#### Exercise material

PR #49, opened 2020-12-14
Add parser tests part 1

mmulholla:
### What does this PR do?
Adds tests which use the parser api to verify, create. and edit valid devfile.yaml files.

Current support : 
Commands: Exec and Composite
Components: Container and Volume

https://github.com/devfile/api/issues/215

Yes. Readme includes instruction for how to modify tests


maysunfaisal:
@mmulholla make a temp commit and print `git status -s` in the CI workflow to see what files are in the git status thats causing it to fail

mmulholla:
I added a change to the build order to enable the build to pass. go fmt was failing because the pull request was running go tests and then checking go fmt. The go test creates a tmp directory which it leaves populated, then go fmt throws an error because of the tmp directory existing. I changed the build order so it checks format and then runs the tests and the build then passes.

I also tweeked build output after running go fmt to output the error message from go fmt - without thus i would never have found this issue!!

tests/src/tests/README.md
```diff
@@ -0,0 +1,231 @@
...
+
+The tests use the go language and are intended to test every apsect of the parser for every schema attribute. Some basic aspects of the tests:
+
+* A first test (parser_v200_schema_test.go) feeds pre-created devfiles to the parser to ensure the parser can parse all attribues and return an approproate error when the devfile contains an error.
+* A second set of tests (parser_v200_verify_test.go) create devfile content at runtime:
+    * Devfile content is randomly generated and as a result the tests are designed to run multiple times.
+    * Parser functions covered:
+        * Read an existing devfile.
+        * Write a new devfile.
+        * Modify Content of a devfile.
```
yangcao77, line 13:
```suggestion
        * Modify content of a devfile.
```

tests/src/tests/README.md
```diff
@@ -0,0 +1,231 @@
...
+The tests using pre-created devfiles are complete (but update in progress due to schema changes)
+
+The tests which generate devfiles with random content at run time currently cover the following properties and items.
+
+* Commands: 
+    * Exec
+    * Composite
+* Components 
+    * Container
+    * Volume
```
yangcao77, line 30: since https://github.com/devfile/library/pull/48 has been merged, plugin component with uri defined  is also supported

tests/src/tests/README.md
```diff
@@ -0,0 +1,231 @@
...
+
+## Running the tests
+
+1. Go to directory tests/src/tests
+1. Run ```go test``` or ```go test -v```
+1. The test creates the following files: 
+    1. ```./tmp/test.log``` contains log output from the tests.
```
yangcao77, line 37: the `tmp` folder should be added in gitignore

tests/src/tests/README.md
```diff
@@ -0,0 +1,231 @@
...
+
+    const numThreads = 5		// Number of threads used by multi-thread tests
+    const maxCommands = 10 		// The maximum number of commands to include in a generated devfile
+    const maxComponents = 10	// The maximum number of components to include in a generated devfile
+
+## Basic principles of the tests which randomly generates devfiles
+
+* Each devfile is created in a schema structure.
+* Which attributes are set and the values used are randomized.
+* Once the schema structure is complete it is written in one of two ways.
```
yangcao77, line 90: why? explain in which situation each is being picked to used?

tests/src/tests/README.md
```diff
@@ -0,0 +1,231 @@
...
+        * Exec
+        * Appy (to be implemented)
+        * Composite
+        * VSCodeLaunch (to be implemented)
+        * VSCodeTask (to be implemented)
+    * Each of these command-types have equivalent functions:    
+        * ```func create<command-type>Command() *schema.<command-type>```
+            * creates the command object and calls ```set<command-type>CommandValues``` to add attribute values
+            * for example see: ```func createExecCommand(execCommand *schema.ExecCommand)```
+        * ```func set<command-type>CommandValues(project-sourceProject *schema.<project-source>)```
```
yangcao77, line 163: suggest to switch order of `set<command-type>CommandValues` and `create<command-type>Command()`
should explain it before reference it

tests/src/tests/README.md
```diff
@@ -0,0 +1,231 @@
...
+            * sets random attributes into the provided object 
+            * for example see: ```func setExecCommandValues(execCommand *schema.ExecCommand)```
+    * Functions general to all commands  
+        * ```func (devfile *TestDevfile) addCommand(commandType schema.CommandType) string```
+            * main entry point for a test to add a command
+            * maintains the array of commands in the schema structure
+            * calls generateCommand() 
+        * ```func generateCommand(command *schema.Command, genericCommand *GenericCommand)```
```
yangcao77, line 171: same here, suggest to explain `generateCommand` before reference it under `addCommand`

tests/src/tests/README.md
```diff
@@ -0,0 +1,231 @@
...
+            * includes logic to call the ```create<Command-Type>Command``` function for the command-Type of the supplied command object.
+        * ```func (devfile *TestDevfile) UpdateCommand(command *schema.Command) error```
+            * includes logic to call set<commad-type>CommandValues for each commandType.
+        * ```func (devfile TestDevfile) VerifyCommands(parserCommands []schema.Command) error```
+            * Includes logic to compare the array of commands obtained from the parser with those created by the test. if the compare fails:
```
yangcao77, line 176: be consistent
```suggestion
            * includes logic to compare the array of commands obtained from the parser with those created by the test. If the compare fails:
```

tests/src/tests/README.md
```diff
@@ -0,0 +1,231 @@
...
+                * each individual command is compared.
+                    * if a command compare fails, the parser version and test version of the command are oputput as yaml files  to the tmp directory 
+                * a check is made to determine if the parser returned a command not known to the test or the pasrer omitted a command expected by the test.
+1. ```test-utils.go```
+    * ```func (devfile TestDevfile) Verify()``` 
+        * Includes code to get object from the paser and verify their content.
+        * For commands code is required to: 
+            1. Retrieve each command from the parser
+            1. Use command id to obtain the GenericCommand object which matches
```
yangcao77, line 185: since defined as `Id` in schema
```suggestion
            1. Use command Id to obtain the GenericCommand object which matches
```

tests/src/tests/README.md
```diff
@@ -0,0 +1,231 @@
...
+            1. compare the command structure returned by the parser with the command structure saved in the GenericCommand object.
```
yangcao77, line 186: To be consistent
```suggestion
            1. Compare the command structure returned by the parser with the command structure saved in the GenericCommand object.
```

tests/src/tests/README.md
```diff
@@ -0,0 +1,231 @@
...
+    * ```func (devfile TestDevfile) EditCommands() error```
+        * Specific to command objects.
+            1. Ensure devfile is written to disk
+            1. use parser to read devfile and get all command object
```
yangcao77, line 190:
```suggestion
            1. Use parser to read devfile and get all command object
```

tests/src/tests/README.md
```diff
@@ -0,0 +1,231 @@
...
+            1.  for each command call:
+                *  ```func (devfile *TestDevfile) UpdateCommand(command *schema.Command) error``` 
+            1. when all commands have been updated, use parser to write the updated devfile to disk
```
yangcao77, line 193:
```suggestion
            1. When all commands have been updated, use parser to write the updated devfile to disk
```

tests/src/tests/README.md
```diff
@@ -0,0 +1,231 @@
...
+        * Includes code to get object from the paser and verify their content.
+        * For commands code is required to: 
+            1. Retrieve each command from the parser
+            1. Use command id to obtain the GenericCommand object which matches
+            1. compare the command structure returned by the parser with the command structure saved in the GenericCommand object.
+    * ```func (devfile TestDevfile) EditCommands() error```
+        * Specific to command objects.
+            1. Ensure devfile is written to disk
+            1. use parser to read devfile and get all command object
+            1.  for each command call:
```
yangcao77, line 191:
```suggestion
            1.  For each command call:
```

tests/src/tests/README.md
```diff
@@ -0,0 +1,231 @@
...
+        * includes an array of command types: ```CommandTypes     []schema.CommandType``` 
+    * ```func Test_ExecCommand(t *testing.T)```
+        1. Creates a TestContent object
+        1. Adds a single entry array containg schema.ExecCommandType to the array of command types
+        1. Calls runTest for a single thread test
+        1. Calls runMultiThreadTest for a multi-thread test.
+    * See also
+        *```func Test_<string>ExecCommand(t *testing.T)``` 
+        *```func Test_MultiCommand(t *testing.T)```
+        *```func Test_Everything(t *testing.T)```
```
yangcao77, line 205: Need space after `*` 
```suggestion
        * ```func Test_<string>ExecCommand(t *testing.T)``` 
        * ```func Test_MultiCommand(t *testing.T)```
        * ```func Test_Everything(t *testing.T)```
```

tests/src/tests/README.md
```diff
@@ -0,0 +1,231 @@
...
+    * add logic to ```func runTest(testContent TestContent, t *testing.T)``` includes logic
```
yangcao77, line 206:
```suggestion
    * Adds logic to ```func runTest(testContent TestContent, t *testing.T)``` which includes logic
```

tests/src/tests/README.md
```diff
@@ -0,0 +1,231 @@
...
+        1. Add commands to the test
```
yangcao77, line 207:
```suggestion
        1. Adds commands to the test
```

tests/src/tests/README.md
```diff
@@ -0,0 +1,231 @@
...
+
+#### Code flow
+
+Create, modify and verify an exec command: 
+1. parser_v200_verify_test.Test_ExecCommand
+    1. parser-v200-test.runTest
+        1. command-test-utils.AddCommand
+            1. command-test-utils.GenerateCommand
+                1.  command-test-utils.createExecCommand
+                    1. command-test-utils.setExecCommandValues
```
yangcao77, line 219: check the indentation, otherwise the format will be incorrect. 
same same below
```suggestion
        1. command-test-utils.AddCommand
        1. command-test-utils.GenerateCommand
        1.  command-test-utils.createExecCommand
        1. command-test-utils.setExecCommandValues
```

mmulholla:
@yangcao77 Thank you for your comments, I have addressed each of them except:

"since #48 has been merged, plugin component with uri defined is also supported"

the section is about what is supported in the test which does not include that function yet.

tests/src/tests/test_utils.go
```diff
@@ -0,0 +1,324 @@
...
+func GetRandomGroupKind() schema.CommandGroupKind {
+	setRandSeed()
+	return GetGroupKinds()[rand.Intn(len(GetGroupKinds()))]
+}
+
+func GetBinaryDecision() bool {
+	return GetRandomDecision(1, 1)
+}
+
+func GetRandomDecision(success int, failure int) bool {
```
yangcao77, line 154: how does this function works? why expect an int value for success and failure?
Besides, I would like to suggest having a simple comment for every function you added

tests/src/tests/command_test_utils.go
```diff
@@ -0,0 +1,256 @@
...
+	return attributes
+}
+
+func addGroup() *schema.CommandGroup {
+
+	commandGroup := schema.CommandGroup{}
+
+	commandGroup.Kind = GetRandomGroupKind()
+	LogMessage(fmt.Sprintf("   ....... group Kind: %s", commandGroup.Kind))
+	commandGroup.IsDefault = GetBinaryDecision()
```
yangcao77, line 40: this might generate an invalid devfile, since each command group can only have one default command. 
check the point 5 in commands validation: https://github.com/devfile/api/blob/master/pkg/validation/validation-rule.md

```
{build, run, test, debug}, each kind of group can only have one default command associated with it. If there are multiple commands of the same kind without a default, a warning will be displayed.
```

mmulholla: At the moment the code only adds one group to any single command, so this is not currently a problem. I may update the code to add multiple in which case I can handle the requirement then.

tests/src/tests/test_utils.go
mmulholla: There are a lots of functions without comments. Is it OK if I add these in a subsequent pull request? The tests are working and would like to get them merged - this is only part 1.

tests/src/tests/command_test_utils.go
yangcao77: Sounds good. might want to open an issue to track for multiple command tests

tests/src/tests/command_test_utils.go
```diff
@@ -0,0 +1,256 @@
...
+			if testCommand, found := getSchemaCommand(devfile.SchemaDevFile.Commands, command.Id); found {
+				if !cmp.Equal(command, *testCommand) {
+					parserFilename := AddSuffixToFileName(devfile.FileName, "_"+command.Id+"_Parser")
+					testFilename := AddSuffixToFileName(devfile.FileName, "_"+command.Id+"_Test")
+					LogMessage(fmt.Sprintf("   .......marshall and write devfile %s", devfile.FileName))
+					c, err := yaml.Marshal(command)
+					if err == nil {
+						err = ioutil.WriteFile(parserFilename, c, 0644)
+					}
+					LogMessage(fmt.Sprintf("   .......marshall and write devfile %s", devfile.FileName))
```
yangcao77, line 228: for the log messages format, e.g. `   .......` and ` --> ERROR:` have to be manually passes in. suggest separate functions:
```
LogErrorMessage(){
testLogger.Println("--> ERROR: " + message)
}
```
and
```
LogInfoMessage(){
testLogger.Println("   ....... " + message)
}
```

mmulholla: Sure, if that is a format you prefer, also its a minor improvement so I prefer to add it in part 2.

tests/src/tests/component_test_utils.go
```diff
@@ -0,0 +1,228 @@
...
+		for _, component := range devfile.SchemaDevFile.Components {
+			components[index] = component
+			index++
+		}
+	} else {
+		components = make([]schema.Component, 1)
+	}
+
+	generateComponent(&components[index], componentType)
+	devfile.SchemaDevFile.Components = components
```
yangcao77, line 54: I am confused with this function.
any reason `generateComponent` requires `&components` instead of just returning a component?
any reason need another copy of `devfile.SchemaDevFile.Components`?

can we just do 
```
devfile.SchemaDevFile.Components = append(devfile.SchemaDevFile.Components, generateComponent( componentType))
```

tests/src/tests/command_test_utils.go
yangcao77: Can you also create an issue to track this as well? I just do not think it's a good idea to manually input the log format for every log message.

tests/src/tests/component_test_utils.go
```diff
@@ -0,0 +1,228 @@
...
+	if GetBinaryDecision() {
+		containerComponent.Env = AddEnv(GetRandomNumber(4))
+	} else {
+		containerComponent.Env = nil
+	}
+
+	if GetBinaryDecision() {
+		containerComponent.VolumeMounts = AddVolume(GetRandomNumber(4))
+	} else {
+		containerComponent.Env = nil
```
yangcao77, line 144: should be `VolumeMounts`?

yangcao77: if it's `nil`, you can just leave it empty instead of setting it as nil. same as above

tests/src/tests/component_test_utils.go
```diff
@@ -0,0 +1,228 @@
...
+	}
+	return err
+}
+
+func (devfile TestDevfile) VerifyComponents(parserComponents []schema.Component) error {
+
+	LogMessage("Enter VerifyComponents")
+	errorString := ""
+
+	// Compare entire array of commands
```
yangcao77, line 188: components*

tests/src/tests/component_test_utils.go
```diff
@@ -0,0 +1,228 @@
...
+					errorString += LogMessage(fmt.Sprintf(" --> ERROR: Component %s did not match, see files : %s and %s", component.Name, parserFilename, testFilename))
+				} else {
+					LogMessage(fmt.Sprintf(" --> Component matched : %s", component.Name))
+				}
+			} else {
+				errorString += LogMessage(fmt.Sprintf(" --> ERROR: Component from parser not known to test - id : %s ", component.Name))
+			}
+		}
+		for _, component := range devfile.SchemaDevFile.Components {
+			if _, found := getSchemaComponent(parserComponents, component.Name); !found {
```
yangcao77, line 215: since `parserComponents` and `devfile.SchemaDevFile.Components` are already compared using `cmp.Equal`, this for loop is redundant

yangcao77: rechecked,  the loop is executed if the two slices do not match. my bad

tests/src/tests/endpoint-test-utils.go
```diff
@@ -0,0 +1,59 @@
...
+	schema "github.com/devfile/api/pkg/apis/workspaces/v1alpha2"
+)
+
+var Exposures = [...]schema.EndpointExposure{schema.PublicEndpointExposure, schema.InternalEndpointExposure, schema.NoneEndpointExposure}
+
+func GetRandomExposure() schema.EndpointExposure {
+	return Exposures[GetRandomNumber(len(Exposures))-1]
+}
+
+var Protocols = [...]schema.EndpointProtocol{schema.HTTPEndpointProtocol, schema.WSEndpointProtocol, schema.TCPEndpointProtocol, schema.UDPEndpointProtocol}
```
yangcao77, line 15: should `wss` and `https` be included as well?

tests/src/tests/command_test_utils.go
```diff
@@ -0,0 +1,256 @@
...
+	if found {
+		LogMessage(fmt.Sprintf(" ....... Updating command id: %s", parserCommand.Id))
+		if testCommand.Exec != nil {
+			setExecCommandValues(parserCommand.Exec)
+		} else if testCommand.Composite != nil {
+			setCompositeCommandValues(parserCommand.Composite)
+		}
+		devfile.replaceSchemaCommand(*parserCommand)
+	} else {
+		errorString += LogMessage(fmt.Sprintf(" ....... Command not found in test : %s", parserCommand.Id))
```
yangcao77, line 93: I would prefer to have `errorString` with type `[]string`
and do `errorString= append(errorString, errorMessage)` instead of using `+=`

tests/src/tests/test_utils.go
```diff
@@ -0,0 +1,324 @@
...
+	randomString := string(b)
+	if lower {
+		randomString = strings.ToLower(randomString)
+	}
+	return randomString
+}
+
+func GetGroupKinds() []schema.CommandGroupKind {
+	setRandSeed()
+	return []schema.CommandGroupKind{schema.BuildCommandGroupKind, schema.RunCommandGroupKind, schema.TestCommandGroupKind, schema.DebugCommandGroupKind}
```
yangcao77, line 142: this is a constant slice, no need to setRandSeed. and no need a separate function for the group kinds
suggest to have the slice defined at top of the file, as you've done for protocol and exposure in endpoints

tests/src/tests/test_utils.go
```diff
@@ -0,0 +1,324 @@
...
+func GetRandomNumber(max int) int {
+	setRandSeed()
+	return rand.Intn(max) + 1
+}
+
+func GetDevfile(fileName string) TestDevfile {
+	testDevfile := TestDevfile{}
+	testDevfile.SchemaDevFile = schema.Devfile{}
+	testDevfile.FileName = fileName
+	testDevfile.SchemaDevFile.SchemaVersion = "2.0.0"
```
yangcao77, line 168: Just want to point out that I have seen this schema version is hard coded to `2.0.0`, and the tests are relying on devfile structs defined in api repo(schema). However, the parser repo is going to support multiple schema versions, not only V2, but also future versions. 
I know this is the first PR (part1) for the test, we might also want to start considering how the test structure is going to be for future schema versions, i.e. which parts can be commonly used, and which parts are version specific.

tests/src/tests/test_utils.go
```diff
@@ -0,0 +1,324 @@
...
+			if err != nil {
+				LogMessage(fmt.Sprintf(" ..... ERROR: setting devfile path : %v", err))
+			} else {
+				devObj := parser.DevfileObj{
+					Ctx:  ctx,
+					Data: newDevfile,
+				}
+				err = devObj.WriteYamlDevfile()
+				if err != nil {
+					LogMessage(fmt.Sprintf(" ..... ERROR: wriring devfile : %v", err))
```
yangcao77, line 208: again, I saw the formats for log messages are inconsistent. 
here is ` ..... ERROR: ` for error messages, and above are using ` --> ERROR`
and I saw some messages are with 5 dots, and some are with 6 dots, and with/without spaces in between. 

this is due to the log format is manually input for every message, and which is something we want to avoid

tests/src/tests/component_test_utils.go
mmulholla: Does append increment the size of a slice?

tests/src/tests/component_test_utils.go
mmulholla: yes, oops

tests/src/tests/test_utils.go
```diff
@@ -0,0 +1,324 @@
...
+
+	err := devfile.ParseSchema()
+
+	if err == nil {
+		LogMessage(fmt.Sprintf(" -> Get commands %s : ", devfile.FileName))
+		commands, _ := devfile.ParsedSchemaObj.Data.GetCommands(common.DevfileOptions{})
+		if commands != nil && len(commands) > 0 {
+			err = devfile.VerifyCommands(commands)
+		} else {
+			LogMessage(fmt.Sprintf("  No command found in %s : ", devfile.FileName))
```
yangcao77, line 253:
```suggestion
			LogMessage(fmt.Sprintf("  No commands found in %s : ", devfile.FileName))
```

tests/src/tests/component_test_utils.go
mmulholla: oops

tests/src/tests/component_test_utils.go
yangcao77: different from java array, you do not need to defined size for a slice in golang
you do not need to do `components = make([]schema.Component, currentSize+1)`, as long as you defined the slice as `var components []schema.Component`, you are free to use it.

tests/src/tests/test_utils.go
```diff
@@ -0,0 +1,324 @@
...
+				newDevfile.AddCommands(command)
+			}
+			// add components to the new devfile
+			newDevfile.AddComponents(devfile.SchemaDevFile.Components)
+
+			ctx := devfileCtx.NewDevfileCtx(fileName)
+
+			err = ctx.SetAbsPath()
+			if err != nil {
+				LogMessage(fmt.Sprintf(" ..... ERROR: setting devfile path : %v", err))
```
yangcao77, line 200: should return `err` if it's not nil. 
same for other error checks

tests/src/tests/component_test_utils.go
mmulholla: The cmp.Equal doesn't give an error if it fails, so you don't which component(s) was in error. The second loop only runs if the cmp fails and it does a component by component compare so it can narrow down the error to a specific component. Just helps with diagnosis if an error should happen.

tests/src/tests/endpoint-test-utils.go
mmulholla: At the time of writing the tests the parser was not using the schema with this update. If it is now I can extend the test.

tests/src/tests/test_utils.go
```diff
@@ -0,0 +1,324 @@
...
+					LogMessage(fmt.Sprintf(" ..... ERROR: wriring devfile : %v", err))
+				}
+			}
+
+		}
+	} else {
+		LogMessage(fmt.Sprintf("   .......marshall and write devfile %s", devfile.FileName))
+		c, err := yaml.Marshal(&(devfile.SchemaDevFile))
+
+		if err == nil {
```
yangcao77, line 217: IMO, we should check `err!= nil`, and return err. 
same for other error checks

tests/src/tests/command_test_utils.go
mmulholla: Sure append is new to me :-), but another I would like to keep for part 2.

tests/src/tests/test_utils.go
mmulholla: Yes, I created endpoint later than components - maybe my go skills were increasing :-)

tests/src/tests/test_utils.go
mmulholla: Yes, that is on my to do list, not sure yet how to best do it.

tests/src/tests/test_utils.go
mmulholla: Yes, that will help with consistency, part 2? :-)

tests/src/tests/endpoint-test-utils.go
yangcao77: yes, it's been merged in api repo as a part of https://github.com/devfile/api/pull/268

tests/src/tests/test_utils.go
mmulholla: The code in this case does return err.

tests/src/tests/test_utils.go
mmulholla: Same here, it does get returned but only at the end. - single entry single exit

tests/src/tests/test_utils.go
mmulholla: lol, the patent attorney in me says that "command" is more accurate.

tests/src/tests/test_utils.go
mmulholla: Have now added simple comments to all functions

########

## Exercise details
Which lines above carry the string "also"? Copy those lines.

## Task output
I also tweeked build output after running go fmt to output the error message from go fmt - without thus i would never have found this issue!!
yangcao77, line 30: since https://github.com/devfile/library/pull/48 has been merged, plugin component with uri defined  is also supported
+    * See also
"since #48 has been merged, plugin component with uri defined is also supported"
mmulholla: Sure, if that is a format you prefer, also its a minor improvement so I prefer to add it in part 2.
yangcao77: Can you also create an issue to track this as well? I just do not think it's a good idea to manually input the log format for every log message.
yangcao77, line 168: Just want to point out that I have seen this schema version is hard coded to `2.0.0`, and the tests are relying on devfile structs defined in api repo(schema). However, the parser repo is going to support multiple schema versions, not only V2, but also future versions. 
I know this is the first PR (part1) for the test, we might also want to start considering how the test structure is going to be for future schema versions, i.e. which parts can be commonly used, and which parts are version specific.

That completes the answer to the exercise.